Em relação à cooperação com países vizinhos, Isac Barcelos destacou iniciativas do Ministério Público Federal que estimulam o contato direto entre autoridades de fronteira, principalmente entre membros dos MPs. Como exemplo, ele mencionou a Orientação 34, da Câmara Criminal do MPF (2CCR). A diretriz, aprovada pelo órgão colegiado em maio deste ano, sugere o estabelecimento de contatos para a criação de uma relação de confiança entre os agentes públicos, a fim de permitir maior conhecimento sobre o sistema jurídico do país vizinho, troca de informações sobre fatos e pessoas de interesse comum e, até mesmo, para fins de persecução patrimonial, a identificação de bens no exterior de pessoas processadas no Brasil.

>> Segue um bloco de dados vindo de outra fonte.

PR #477, opened 2024-05-12
Clang warnings fixup

mikelow:
@TheComputerGuy96, and FYI @sykhro 
This pulls in the commits from from #475 but excludes the vendored zlib update and enabling of -Werror. Instead, we will switch to importing zlib-ng as a git submodule in a future PR, at which point we can probably also enable -Werror. Note that I also added a commit that addresses some of the issues in MoriSnesSeq.cpp.

Given that I already reviewed #475, I will leave this up for a couple days for comment and then merge it if there is no objection or discussion.

## Motivation and Context
In order to keep our git history clean, I've moved the #475 commits into a new branch to avoid the unnecessary vendored update to zlib.

## How Has This Been Tested?
Tested that MoriSnes and FFT drivers are still working as expected.

## Types of changes

- [x] Code cleanup

## Checklist:

### DIFF
--- a/src/main/formats/MoriSnes/MoriSnesSeq.cpp
+++ b/src/main/formats/MoriSnes/MoriSnesSeq.cpp
@@ -13,8 +13,8 @@ DECLARE_FORMAT(MoriSnes);
 #define MAX_TRACKS  10
 #define SEQ_PPQN    48
 
-MoriSnesSeq::MoriSnesSeq(RawFile *file, MoriSnesVersion ver, uint32_t seqdataOffset, std::string newName)
-    : VGMSeq(MoriSnesFormat::name, file, seqdataOffset, 0, newName),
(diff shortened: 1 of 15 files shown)


src/main/formats/MoriSnes/MoriSnesSeq.cpp
```diff
@@ -26,10 +26,10 @@ MoriSnesSeq::MoriSnesSeq(RawFile *file, MoriSnesVersion ver, uint32_t seqdataOff
   LoadEventMap();
 }
 
-MoriSnesSeq::~MoriSnesSeq(void) {
+MoriSnesSeq::~MoriSnesSeq() {
```
TheComputerGuy96, line 29: The `void` removals seem unnecessary to me (and aren't a good idea for C compatibility)

sykhro: `void` as a parameter is how you express "this function takes no parameters" in C. It's reduntant in C++ and we make no effort to be C-compatible

PR #479, opened 2024-05-14
Switch to zlib-ng/minizip-ng (and use -Werror by default)

TheComputerGuy96:
This is my (bad) attempt to add zlib-ng/minizip-ng support to VGMTrans (hopefully it won't cause any runtime regressions)
which also enables `-Werror` in non-MSVC cases

This does build on Arch Linux with Clang (so macOS should work too); I didn't test Windows yet (so that's likely to blow up)


mikelow:
I have submitted my attempt to add zlib-ng and minizip-ng here: #480.

Thanks for your work on this. Here's my feedback:

I ran into a permission error when running your CMake script at the point it attempts to create a symbolic link. I'm confused about the purpose of the symbolic link. Perhaps minizip-ng's `FindZLIBNG.cmake` file does not detect `zlibstatic-ng.lib` but does detect `z-ng.lib`?

I believe the script will have issues when building a Debug config on Windows (filename "zlibstatic-ngd.lib") and also when using the Visual Studio toolchain, which puts the resulting zlib lib files in Debug and Release subdirectories.

I am confused about the inclusion of add_library() calls. I am wondering if this is influencing the order zlib-ng and minizip-ng are built, because I am otherwise confused how you guarantee zlib-ng is built before minizip-ng.

I believe there is a misunderstanding that this is building successfully with the -Werror flag. You are applying to Debug builds but not Release builds. Github Actions is building Release versions, so it is not surfacing warnings as errors.

mikelow:
Now that #480 is merged, I will close this PR. Thanks again, and sorry that this was redundant with the work I had already started on this.

TheComputerGuy96:
@mikelow

> I ran into a permission error when running your CMake script at the point it attempts to create a symbolic link. I'm confused about the purpose of the symbolic link.

This is because of how minizip-ng detects the zlib-ng library: https://github.com/zlib-ng/minizip-ng/blob/9184ba1216589077803b3e4e85f2b226f861ab2d/cmake/FindZLIBNG.cmake#L16 (and Windows having a different zlib-ng static library name so I had to do that hack to avoid modifying the submodules)

> I believe the script will have issues when building a Debug config on Windows (filename "zlibstatic-ngd.lib") and also when using the Visual Studio toolchain, which puts the resulting zlib lib files in Debug and Release subdirectories.

GitHub Actions uses MSVC for Windows right now (which is a part of VS) and it builds fine (Debug builds might be problematic though); I can't properly test Windows builds right now because of no VS in my Wine prefix

> I am confused about the inclusion of add_library() calls.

Outro aspecto importante para o reforço da cooperação jurídica internacional que foi enfatizado por Isac Barcelos diz respeito a constituição de equipes conjuntas de investigação.

Sobre o seminário, o procurador da República comentou que foi uma excelente oportunidade para conhecer as medidas que vêm sendo implementadas nos outros países em relação ao enfrentamento da criminalidade organizada e do tráfico de drogas. “A iniciativa da UNODC também possibilitou discutir problemas e dificuldades comuns aos países da região para a investigação e a persecução penal de tais crimes, permitindo também o estabelecimento de contatos com autoridades homólogas de países estrangeiros”, frisou Isac Barcelos. Além da representação do MPF brasileiro, o evento contou ainda com a participação de integrantes dos Ministérios Públicos da Argentina, da Colômbia, da República Dominicana, do Equador, do Panamá, assim como de diversos órgãos públicos do Peru.